In the data below, which lines contain "maybe"? List them by copying each one.

----- DATA FOR REVIEW -----

PR #393, opened 2024-08-03
feat(playwright): `infinite_scroll` helper

janbuchar:
This implements a bare bones infinite scroll helper. It is also added into the crawling context.

### DIFF
--- a/cliff.toml
+++ b/cliff.toml
@@ -15,7 +15,7 @@ All notable changes to this project will be documented in this file.\n
 # https://keats.github.io/tera/docs/#introduction
 body = """
 {% if version %}\
-    ## [{{ version | trim_start_matches(pat="v") }}](<REPO>/releases/tag/{{ version }}) ({{ timestamp | date(format="%Y-%m-%d") }})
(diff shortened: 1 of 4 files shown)


barjin:
Why not [infinite_scroll](https://github.com/apify/crawlee/blob/master/packages/playwright-crawler/src/internals/utils/playwright-utils.ts#L396)?

(reading this on mobile, sorry if I'm missing something)

B4nan:
Yeah, I would stay consistent with the JS version.

janbuchar:
Sure thing, I'll change it

vdusek (approved):
LGTM, just we could probably make module `playwright_crawler/utils.py` private, what do u think?

janbuchar:
> LGTM, just we could probably make module `playwright_crawler/utils.py` private, what do u think?

Not sure. OG crawlee exposes this to the public, but it doesn't include it in the context.

B4nan:
It is included in the context

https://github.com/apify/crawlee/blob/master/packages/playwright-crawler/src/internals/utils/playwright-utils.ts#L752
https://crawlee.dev/api/playwright-crawler/interface/PlaywrightCrawlingContext#infiniteScroll

PR #407, opened 2024-08-06
ci: Add missing github token

janbuchar:


.github/workflows/run_release.yaml
```diff
@@ -43,6 +43,8 @@ jobs:
         !startsWith(github.event.head_commit.message, 'ci:')
       )
     runs-on: ubuntu-latest
+    env:
```
B4nan, line 46: maybe better move this to the top level (e.g. https://github.com/apify/crawlee/blob/master/.github/workflows/release.yml#L3)

PR #408, opened 2024-08-07
fix: Remove redundant log, fix format

janbuchar:


B4nan (approved):
can we add a test case for this maybe? so its clear how it looks

janbuchar:
> can we add a test case for this maybe? so its clear how it looks

We can, but should we? It sounds both flaky and fragile...

B4nan:
Well, I don't want any flaky tests, but you can mock everything out. My idea was a simple unit test where you log predefined stats and assert how they were logged.

B4nan (approved):
thats exactly what i meant 👍

PR #411, opened 2024-08-08
fix: Dequeue items from RequestQueue in the correct order

janbuchar:


src/crawlee/storages/request_queue.py
```diff
@@ -97,7 +96,7 @@ def __init__(
         self._internal_timeout_seconds = 5 * 60
         self._assumed_total_count = 0
         self._assumed_handled_count = 0
-        self._queue_head_dict: OrderedDictType[str, str] = OrderedDict()
+        self._queue_head_dict: OrderedDict[str, str] = OrderedDict()
```
B4nan, line 99: so this line is the actual fix? it feels like you only changed the types, i thought that cannot have a runtime effect (just like with TS)?

or is it about the removed unknown label above?

janbuchar: 'tis but a draft... I just fixed a bit of weirdness I noticed in the file. Sadly the actual fix still evades me.

src/crawlee/storages/request_queue.py
```diff
@@ -472,7 +471,7 @@ async def get_handled_count(self) -> int:
     async def get_total_count(self) -> int:
         return self._assumed_total_count
 
-    async def ensure_head_is_non_empty(
+    async def _ensure_head_is_non_empty(
```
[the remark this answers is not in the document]
janbuchar: I know, but I'd consider it a bug for this to be public.

src/crawlee/storages/request_queue.py
```diff
@@ -31,6 +30,38 @@
 
 logger = getLogger(__name__)
 
+__all__ = ['RequestQueue']
+
+
+T = TypeVar('T')
+
+
+class BoundedSet(Generic[T]):
```
B4nan, line 39: maybe add a comment on why this is needed

B4nan (approved):
not that i would understand what this is doing completely 🙃

PR #425, opened 2024-08-12
refactor: Remove dependency on aiofiles and aioshutil

### LINKED ISSUE #412: Remove dependency on `aiofiles` and `aioshutil`
Under the hood, these don't do much more than `asyncio.to_thread` anyway.

janbuchar:
- closes #412

This is slightly uglier, but friendlier to type checkers and makes Crawlee's footprint a little smaller.

### DIFF
--- a/pyproject.toml
+++ b/pyproject.toml
@@ -45,8 +45,6 @@ keywords = [
 # https://github.com/apify/apify-sdk-python/pull/154.
 [tool.poetry.dependencies]
 python = "^3.9"
-aiofiles = "^23.2.1"
-aioshutil = "^1.3"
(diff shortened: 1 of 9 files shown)


B4nan (approved):
tests are passing, that's all i can evaluate here :]

one thing i would check here is if this works the same with recursion, e.g. when you try to create a nested folder without existing parent folders

janbuchar:
> one thing i would check here is if this works the same with recursion, e.g. when you try to create a nested folder without existing parent folders

`aiofiles` really is just a bunch of wrappers, and I checked that it really wraps the same functions that we replaced its usages with... It'll be fine.

Issue #417, opened 2024-08-09
URL Validation edge case - Protocol/Scheme relative URLs


aka-Ani:
It is possible that one encounters URLs that are protocol relative in HTML, like an `a` tag with href="//example.com". This is technically a valid URL, and essentially means it takes on whatever protocol that is used by the page that is in. 

The `is_url_absolute` function returns True for this case and while that may be correct, Pydantic doesn't know what to do with it and even the `AnyUrl` type requires a scheme (any scheme) to be present. So it throws a validation error. 

A potential fix is to use the `urllib.parse.urljoin` function regardless of whether the raw url is absolute or not. According to the [urllib docs](https://docs.python.org/3/library/urllib.parse.html#urllib.parse.urljoin), "if _url_ is an absolute URL (that is, it starts with // or scheme://), the _url_’s hostname and/or scheme will be present in the result". So it was a full absolute url with its own different protocol and hostname, it stays that way. And if it is one of this protocol-relative kind of absolute url 😂 , it can take on the protocol of the base url it is being joined to.

I actually came across this because of a different but related issue - not sure if I should be creating a new one though. But essentially this URL validation fail shouldn't really cause a crawl to "crash", you'd expect just the one URL to not get queued in. But that is what I was experiencing. And it also stops the whole crawl job if it encounters a `tel:` link as well (also a Pydantic validation error). BUT curiously, if I forego using the `context.enqueue_links()` function and do the page parsing and request list building myself and then add it with `context.add_requests()`, it works! I mean the validation error still happens, but the crawl continues on with the other links. I basically copied the code from the enqueue_links implementation so I'm not sure why it would work here in the request handler function but not there, I'm guessing there's some difference in the error handling or something - but take this last theorizing piece as purely anecdotal, I haven't really investigated.

Anyway, sorry for the rambling - thanks for your work on this awesome project!

mattyjr007:
Hey @aka-Ani I am experience the same issues, i have tried resolving but it seems they only did thier implementations perfect of JS. please can you sure the code where you used the add_requests()

janbuchar:
Hi, and thanks for your interest in Crawlee! We appreciate the effort you put into investigating this. Could you provide us with a bunch of URL pairs (page URL + link), the expected behavior of add_requests and the actual results? 

Using that, it will be much easier for us to troubleshoot.

mattyjr007:
Hello Jan,

Thank you for reaching out.
When I try to crawl this website to crawl all the links on the website
[...]

PR #431, opened 2024-08-14
fix: Relative URLS supports & If not a URL, pass #417

black7375:
### Description

- If it starts with `//`, replace it with the same protocol.
- To avoid unsupported protocols, such as `mailto` and `tel`, we only allow writing `http` and `https`.

### Issues

- Closes: #417 

### Testing

- Add a unit test for cases that start with `//`.

### Checklist

- [x] CI passed

### DIFF
--- a/src/crawlee/_utils/urls.py
+++ b/src/crawlee/_utils/urls.py
@@ -7,7 +7,8 @@ from pydantic import AnyHttpUrl, TypeAdapter
 
 def is_url_absolute(url: str) -> bool:
     """Check if a URL is absolute."""
-    return bool(urlparse(url).netloc)
+    url_parsed = urlparse(url)
+    return bool(url_parsed.scheme) and bool(url_parsed.netloc)
 
 
 def convert_to_absolute_url(base_url: str, relative_url: str) -> str:
--- a/src/crawlee/beautifulsoup_crawler/beautifulsoup_crawler.py
+++ b/src/crawlee/beautifulsoup_crawler/beautifulsoup_crawler.py
@@ -5,6 +5,7 @@ import logging
 from typing import TYPE_CHECKING, Any, AsyncGenerator, Iterable, Literal
 
 from bs4 import BeautifulSoup, Tag
+from pydantic import ValidationError
 from typing_extensions import Unpack
 
 from crawlee._utils.blocked import RETRY_CSS_SELECTORS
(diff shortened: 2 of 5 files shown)


vdusek (changes requested):
Hey, great job on the implementation! 

I have just two suggestions:

1. **Refactoring URL logic**: To avoid repeating the same logic across multiple crawlers, we could move these functions to the `_utils/urls.py` module.

2. **URL concatenation**: I recommend using `urllib.parse.urljoin` instead of f-string concatenation.

`_utils/urls.py`:

```python
# ...

def is_url_absolute(url: str) -> bool:
    """Check if a URL is absolute."""
    # This case has to be handled explicitly.
    if url.startswith('//'):
        return False

    return bool(urlparse(url).netloc)


def is_http_url(url: str) -> bool:
    """Check if a URL is an HTTP/HTTPS."""
    return url.lower().startswith(('http://', 'https://'))


def convert_to_absolute_url(base_url: str, relative_url: str) -> str:
    """Convert a relative URL to an absolute URL using a base URL."""
    if relative_url.startswith('//'):
        protocol = urlparse(base_url).scheme
        return urljoin(protocol, relative_url)

    return urljoin(base_url, relative_url)

# ...
```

-----

**RESPONSE AREA**
B4nan, line 46: maybe better move this to the top level (e.g. https://github.com/apify/crawlee/blob/master/.github/workflows/release.yml#L3)
can we add a test case for this maybe? so its clear how it looks
> can we add a test case for this maybe? so its clear how it looks
B4nan, line 39: maybe add a comment on why this is needed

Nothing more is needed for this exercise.